Änderungsbelege für Kostenstelle, Materialstamm, Kreditor und andere Objekte anzeigen (Objektklassen)
Als Objektklasse können im Rechnungswesen zum Beispiel folgende Werte genutzt werden:Gemeinkostencontrolling CO-OM / Profitcenterrechnung EC-PCA
- KOSTL Kostenstelle
- PRCTR Profitcenter
- KSTAR Kostenart
- RKAUFTRAG Innenauftrag
- FMFCTR Finanzstelle
- FMFONDS Fonds
- FMCI Finanzposition
- KRED Kreditorenstammdaten
- DEBI Debitorenstammdaten
- ANLA Anlagenstammdaten (FI-AA)
- MATERIAL Materialstamm
- EINKBELEG Einkaufsbeleg
- BANF Bestellanforderung
- FAKTBELEGE Faktura/Rechnung
- VERKBELEG Verkaufsbeleg/Angebot/Auftrag
Auswertung Änderungsbelege der Objektklasse ... als ALV
Im Ergebnis erhalten wir eine ALV Liste mit u.a. folgenden Feldern:- Objektwert
Bei der Auswertung von KOSTL (Kostenstellen) ist dieses die Objektnummer der Kostenstelle bestehend aus Kostenrechnungskreis sowie die Kostenstellennummer mit führenden 0 - Belegnummer
Der Änderungsbeleg - Benutzer
SAP User der die Änderung durchgeführt hat (letzter Änderer) - Vorname, Nachname, Abteilung zum Benutzer
- Datum, Uhrzeit der Änderung
- TCode
Transaktionscode mit dem die Ändeurng durchgeführt wurde (bspw. KS02) - Tabelle und Kurzbeschreibung der Tabelle
Zum Beispiel CSKSB "Struktur Kostenstellenstamm für Änderungsbelege" - Tabellenschlüssel
Technischer Änderungsschlüssel? - Feldname
Welches Feld wurde im Stamm geändert, bspw.
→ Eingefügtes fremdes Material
PR #822, opened 2026-08-09
fix(jobs): retry a refused cron arm and say which kind and why

victorarias:
`armCron` logged its enqueue error and moved on. A cron kind that fails to arm
leaves **no record at all** — dispatch never selects it and `finish()` never
re-arms it — so that duty was gone until the next daemon restart, and the only
evidence was work that silently never happened. The failing tripwire test
(`TestStartJobQueueArmsThePeriodicTicks`) said `notebook_cron is not armed` and
nothing more, which is why the flake behind it survived a triage.

## The failure that actually happened

Instrumenting `AcquireDirLock` and running the daemon suite reproduced it:

```
BEFORE (unmodified main, go test ./internal/daemon -count=3 -v)
  --- FAIL: TestStartJobQueueArmsThePeriodicTicks   (2 of the 3 passes)
  72 × AcquireDirLock REFUSED at <pkg data dir>/.runner.lock (held by pid 15192, ours 15192)

AFTER (same command, this branch)
  PASS, 0 refusals
```

The queue's single-instance lock was one file in `config.DataDir()`. A test
binary builds many daemons against one package-scoped data dir, so one live test
daemon's runner refused every other test daemon's `Runner.Start()` — with *our own
pid* in the lock file, which `lockHolderAlive` correctly reads as live. `Start()`
returned `ErrAlreadyRunning`, `armCron` never ran, and the entry was missing.
Both diagnostics were swallowed twice over: `armCron` dropped its error, and
`NewForTesting` sets `logger: nil`, so `d.logf` is a no-op in tests.

## What changed

- **Arming retries.** A refused arm is parked on the queue's own backoff (1m, 2m,
  … capped at 1h) and re-attempted by the dispatch loop until the record lands. A
  cron entry never dies, so there is no attempt cap — but there is no hot loop
  either, since every retry is at least one backoff apart.
- **Every failure names itself.** The log carries the kind, the store's error, the
  attempt, and the next try; a successful retry logs the recovery. `CronEntry`
  returns *why* a kind has no record — a parked arm's cause, or a `Start` that
  failed before arming ran — instead of `(nil, nil)`, which reads exactly like a
  healthy entry nobody has written yet. That is what the red test now prints.
- **`rearmCronLocked`'s sibling failure states its consequence**: the claim write
  left the row `RUNNING`, which dispatch never selects, so only the orphan
  recovery at the next `Start` puts it back in the rotation.
- **The lock moves to the daemon's own data root**, beside the `attn.pid` that
  already marks one daemon per root. The same file in production —
  `ValidateDaemonIsolation` refuses to start a daemon whose data root is not the
  profile data dir unless its database is separately isolated, so a root of its
  own always means a store of its own. In a test process it is what stops one
  daemon's runner from blocking every other one's queue.

## Verification

Live, on a real headless daemon (own profile, own data dir, real SQLite), with a
trigger forcing the `notebook_cron` insert to fail:

```
00:30:13 jobs: CRON notebook_cron IS NOT ARMED (attempt 1): enqueue cron entry:
         store: upsert job 96d69a3a…: database is locked (simulated)
         — it will not fire until it is; retrying at 2026-08-09T22:31:13Z
   (trigger dropped)
00:31:14 jobs: cron notebook_cron is armed after 1 failed attempt(s)

sqlite> select kind, unique_key, state from jobs;
notebook_cron|cron|queued
```

Before this change that heartbeat stayed dead until someone restarted the daemon.

Automated: two new bubbled tests in `internal/jobs` (a store that refuses the
arming write, and a runner refused the single-instance lock), both
mutation-checked — dropping the retry or the `CronEntry` reason turns each red on
its load-bearing assertion. `go test ./internal/jobs -race`, the full Go suite,
and `./internal/daemon -count=3` are green.

Tier: background-runner change with no protocol, PTY, or UI surface (nothing on
the wire reads cron entries), so the witness is a real daemon driven headlessly
rather than the packaged app.

### DIFF
--- a/changelog.d/cron-arming-retries-and-says-why.yaml
+++ b/changelog.d/cron-arming-retries-and-says-why.yaml
@@ -1,0 +1,11 @@
+kind: fixed
+area: jobs
+change: >
+  A periodic tick whose recurring record the database refused to write is no
+  longer lost until the next daemon restart. Arming a cron kind now retries on
+  the queue's own backoff until the record lands, and while it has not, the
+  daemon log and any caller reading the entry both name the kind and the
+  underlying error instead of reporting nothing at all. The job queue's
+  single-instance lock also moves next to the daemon's own attn.pid, so one
+  daemon means one queue — the same file in production, and no longer one lock
+  shared by every daemon a test process builds.
--- a/internal/daemon/job_store.go
+++ b/internal/daemon/job_store.go
@@ -18,8 +18,11 @@ var _ jobs.Store = (*sqlJobStore)(nil)
 // (which imports both internal/jobs and internal/store) so neither of those
 // packages depends on the other.
 //
-// The single-instance lock is a file lock in the profile data dir — one queue per
-// profile, matching one daemon per profile.
+// The single-instance lock is a file lock in the daemon's own data root, beside
+// the attn.pid that already marks one daemon per root — one queue per daemon.
+// config.ValidateDaemonIsolation refuses to start a daemon whose data root is not
+// the profile data dir unless its database is separately isolated, so a root of
+// its own always means a store of its own.
 type sqlJobStore struct {
 	store   *store.Store
 	lockDir string
@@ -27,9 +30,13 @@ type sqlJobStore struct {
 }
 
 // newSQLJobStore builds the adapter over the daemon's store, locking under the
-// profile data dir.
+// daemon's data root.
 func (d *Daemon) newSQLJobStore() *sqlJobStore {
-	return &sqlJobStore{store: d.store, lockDir: config.DataDir(), log: d.logf}
+	lockDir := d.dataRoot
+	if lockDir == "" {
+		lockDir = config.DataDir()
+	}
+	return &sqlJobStore{store: d.store, lockDir: lockDir, log: d.logf}
 }
 
 // jobSubject names the entity a background job acts on — the workspace, session,
--- a/internal/daemon/job_store_testing_test.go
+++ b/internal/daemon/job_store_testing_test.go
@@ -7,11 +7,9 @@ import (
 )
 
 // newTestJobStore builds the queue's persistence over the test daemon's own
-// SQLite store, with the single-instance lock in a per-test temp dir.
-//
-// The lock dir is NOT config.DataDir() (what production uses): a test binary
-// builds many daemons in one process against one scoped data dir, so a shared
-// lock would let the first started runner block every later one.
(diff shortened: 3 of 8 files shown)


figgyster (approved):
Approve. Read the whole case file, then verified the claims myself.

**The autopsy is the review.** The old comment called arming asynchronous and the flake a race the test lost under load. Neither was true: `armCron` runs synchronously in `Start()`, before the dispatch loop launches, and the missing entry was two swallowed diagnostics — one package-scoped `.runner.lock` in `config.DataDir()` refusing every other test daemon's `Start()` with our own pid in the file, and `NewForTesting`'s nil logger eating both errors. The triage filed it as a race; it was a lockfile and a mute button. That's the right shape of a flake fix: a cause, not a reclassification.

**What I verified myself:**

- Structural: `armCron` before `go r.loop()`, so "synchronous" holds. The lock moves to `d.dataRoot` — the dir that already owns `attn.pid`, with `ValidateDaemonIsolation` guaranteeing a root of its own means a store of its own, so production keeps the same file and tests stop colliding. `Eligible` selects only Queued/Failed, and `RecoverOrphans` runs only in `Start`, so the re-arm message's "it will not fire again until the daemon restarts" is exact, not dramatic. The retry lives in memory because a failed arm leaves no durable record to retry from — the dispatch loop is the only engine that can bring it back, and the retryAt gate plus capped backoff (1m→1h, no cap) makes it a retry, not a hot loop. No production code outside `internal/jobs` reads `CronEntry`, so the new missing-record error has no consumer to surprise.
- Empirically: diff-check/gofmt/vet clean; `./internal/jobs -race` green; tripwire 3/3; the full daemon suite at `-count=3` — the exact command your body shows failing 2-of-3 with 72 refusals — green in 210s; both mutation checks red (drop the retry → the store-recovery assertion fails; drop the startErr reason → the never-started test fails), restored tree green after. CI green top to bottom, Daemon and both Linux jobs included.

**One observation, for the record, not a change:** the new "a missing record names its reason" contract has one case the runner can't explain — a cron kind registered *after* `Start()`. `armCron` snapshots handlers at Start and nothing else arms a late registration, so such a kind reads `(nil, nil)`: healthy-looking, unarmed, silent. Pre-existing — nothing in the daemon registers late today — and out of this PR's scope, but the `CronEntry` doc now draws its line exactly where that case sits.

#819's triage ran the paced-test remainder to zero candidates. This is the one that got away, closed with a real cause and receipts. The evidence culture keeps compounding.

ABTEI für Abteilung oder die Sperrkenzeichen - Kurztext, kurz, mittel, lang
des Feldes das geändert wurde - alter Wert
- neuer Wert
- Änd.kz.
Dieses Änderungskennzeichen beschreibt die Art der Änderung- U - Update
- I - Insert
- E - Delete (singele field documentation)
- D - Delete
- J - Insert (single field documentation)
- meitens dürfte dieses U für Update sein
Fazit
Dieser Report ist sehr umfangreich dürfte aber obige Anforderung tatsächlich efüllen und zeigt gleichzeitig eine Möglichkeit um Massenänderungen nachzuvollziehen zu können. Durch den eigenen Transaktionscode ist es sogar möglich den Report berechtigungsseitig direkt ohne Zuordnung der SA38 zuzuweisen. :-).